Nono felt as if common Swedish words were hardly fit to express his thankfulness, so he astonished Alma by dropping on one knee and kissing her hand, as he had seen "a courtier saluting a queen" in a "history book" he studied at school.
Old Pelle, meanwhile, was looking on with the sharp twinkle in his eye with which he watched many of Alma's proceedings. She knew he had been consulting-architect as to the little cottage, but she could not help calling on him now to admire it, saying, "Is it not a beauty, and just like Karin's home?"
Pelle leaned on his rake as he stood, and answered, "It is like it, and it is not like it. People's faces can look like them even when they are dead. That is a kind of a dead house to me with the door tight shut. That isn't the way at the cottage. The door is always open, in a way, there. It says, 'Come in; you're welcome.' If the Master up there," and he raised his thin finger towards the skies, "was to say to Karin, 'Where is the guest-room?' she'd likely point to the house, all one great room inside. She'd make a mistake, though. Her guest-room is in here, where she let the Master in long ago." Pelle laid his hand on his breast, where he supposed his honest old heart to be beating. He may not have located it right physiologically, but something whispered to Alma that the old man spoke the truth as he added emphatically, "The guest-room is the heart, to my thinking; and when the right Guest gets in there, sharing is easy, and a man or a woman grows free and friendly like."
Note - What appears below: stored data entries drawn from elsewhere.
PR #23301, opened 2026-09-15
fix(route): gate the user supplied hosts in discuz and yna

kah-ja:

Close #

```routes
/discuz/x/https%3a%2f%2fwww.52pojie.cn%2fforum-16-1.html
/yna/en/national
/yna/ko/economy
```

- [ ] New Route / 新的路由
    - [ ] Parsed / 可以解析
- [ ] `Puppeteer`

## Note / 说明

Two existing routes decide the request host from path parameters without checking them.

### `/discuz/:link`

`lib/routes/discuz/discuz.ts:98` takes the whole trailing path as the URL and hands it to `fetchWithAntiBot` -> `ofetch.raw` (`:112`, `:26`), so the deployment fetches whatever host the caller names, loopback and link local addresses included, and reflects the title, description and first post back into the feed.

This is the same situation the project already handles with `ALLOW_USER_SUPPLY_UNSAFE_DOMAIN` in `lib/routes/wordpress/index.ts:16`, `lib/routes/hexo/fluid.ts:25` and the mastodon and misskey routes. The route now uses that gate, declares it in `features.requireConfig` so it shows up in the docs, and reuses the `^https?://...` shape check from the wordpress route.

**Behaviour change:** on a deployment without `ALLOW_USER_SUPPLY_UNSAFE_DOMAIN=true`, `/discuz/...` now returns the same "disabled unless ..." error as the other generic routes instead of fetching. If you would rather keep the route open by default and only block private targets, say so and I will rework it that way.

### `/yna/:lang?/:channel?`

`lib/routes/yna/index.ts:59` interpolates `lang` as the leading label of the host, so `lang=127.0.0.1:8080%23` moves the request off `yna.co.kr`. The handler now accepts only the codes the route documents (`ko en cn jp ar es fr`), plus `sp`, because the Spanish feed page linked in the route description lives on `sp.yna.co.kr`, and throws `InvalidParameterError` otherwise. `channel` is left as it is: it only selects a path on the same host.

### Testing

- `pnpm typecheck` clean, `pnpm exec oxlint --type-aware --config=.oxlintrc.ci.json lib/routes/discuz lib/routes/yna` reports 0 warnings and 0 errors, `oxfmt --check` clean on both files.
- No route test exists for either route and none was added; the changes are input validation before the request is made.
- The full vitest suite was not run.

### References

GHSA-7mqg-69mf-j9vm (reported privately, unpublished at time of writing)

Found during a [penetration test](https://www.turingpoint.de/en/security-assessments/pentests/) by turingpoint.


kah-ja:
The forks the bot flagged are the fix branches for a series of privately reported security issues (this one is GHSA-7mqg-69mf-j9vm) and the change itself is input validation in two routes, so could you reopen?

PR #63, opened 2019-12-16
allow doing tuple update after compute plan cancel

inelgnu:


thibaultrobert (dismissed):
LGTM

chaincode/compute_plan.go
```diff
@@ -370,6 +370,10 @@ func cancelComputePlan(db *LedgerDB, args []string) (resp outputComputePlan, err
 		return outputComputePlan{}, err
 	}
 
+	if computeplan.Status == StatusCanceled {
```
thibaultrobert: you should also return early if `computeplan.Status` is either `StatusDone` or `StatusFailed` because it means that no tuples can be updated.
Moreover the return status value will differ between this smartcontract and a `queryComputePlan` one.

thibaultrobert (approved):

chaincode/compute_plan.go
inelgnu: done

Pelle began to work very diligently, raking the newly-cut grass as if he had had his say in the matter and had no more time for talking.
Alma went into the house with the savings-bank in her hand. A savings-bank it proved to be as the months went on, with a very strong draught down the little chimney. Alma had been in earnest when she had said she meant to be economical. Her firm will was now set in that direction. Coin after coin was dropped into the chimney, as swallow after swallow sinks into similar quarters when a summer night comes on. The accumulating store lay in secrecy and in stillness, save when Alma now and then made the little house shake as if an earthquake threatened it with destruction, while she listened delightedly to the jingling and rattling within. She wished often that she had asked Nono to make real windows with glass in them, through which she might have feasted on her treasure. She did not like those little black pasteboards based with white, and the pots of flowers painted behind them to simulate Karin's geraniums.
Every Saturday evening Pelle came to be paid for his labours of the week. His gains were duly handed over to Karin, and then Pelle went to his little room, where he walked up and down, holding his head as high as the ceiling would permit, in the comfortable consciousness that he had turned his back on the poorhouse, and yet was not a burden at the cottage.
The colonel had provided the money for Pelle from the first, and now Alma had asked him to do the same for Nono, as she had something particular in view for which she was saving all she could spare. The colonel looked inquiringly, but received no answer to his questioning glance. He was accustomed to Alma's having her plans and her whims and fancies; and as they generally did no harm, he was not in the habit of examining particularly into them. It would even be a pleasure to him to pay Nono's wages personally. He liked the little brown boy who made him think of the sunny south, and could not pass him in the garden without giving him a pleasant word or a friendly nod. It pleased him to think there would now be a new link between them. A silver link it proved in a small way to Nono, who had no reason to complain of the change. The little Italian did, however, half realize that Miss Alma did not notice him quite in the same way as at first; but he was thankful for the friendliness of the past, for his pleasant home, and for steady work, and life was very bright to him now that the twins were more his protectors than his tyrants.
Frans was not at all pleased with the new system of economy. Alma had always been ready to give or to lend to him from her own private purse when he was "short of money," for the construction of his machines or for any of his various undertakings. She had often scolded him for being thriftless and reckless, but had been as liberal with her loans and gifts as with her reproaches. He was fairly astonished when his birthday came round to receive from her an old book of her own, with the fly-leaf torn out, and an inscription written on the title-page, "Frans. From his devoted sister."
"Much devoted!" he said with a shrug, as he looked at his present, a nicely-bound book, truly, and containing much good advice, but conveyed in such long words and long sentences and such very small print that Alma herself had never been able to read it. "What's got into you, Alma?" he added hastily; "you seem to be drawing off from me, every way, as fast as you can. I wonder if you will stop calling me Frans one of these days, and pretend you are no sister of mine. You know I don't care for this thing! I'm not much of a reader, any way, and books are not much in my line, unless they are about travels or machines or something that grows or crawls. You are all the sister I have, and I wish sometimes you would find it out!"
Frans did not wait for an answer, but ran off to thank the housekeeper for the big cake she had made for him, and the flower-decked table on which it had been placed. He wanted to thank his father, too, for the neat little cupboard that had been placed in his room for his cabinet, with lock and key, glass doors, and plenty of shelves, just as he would have wished it.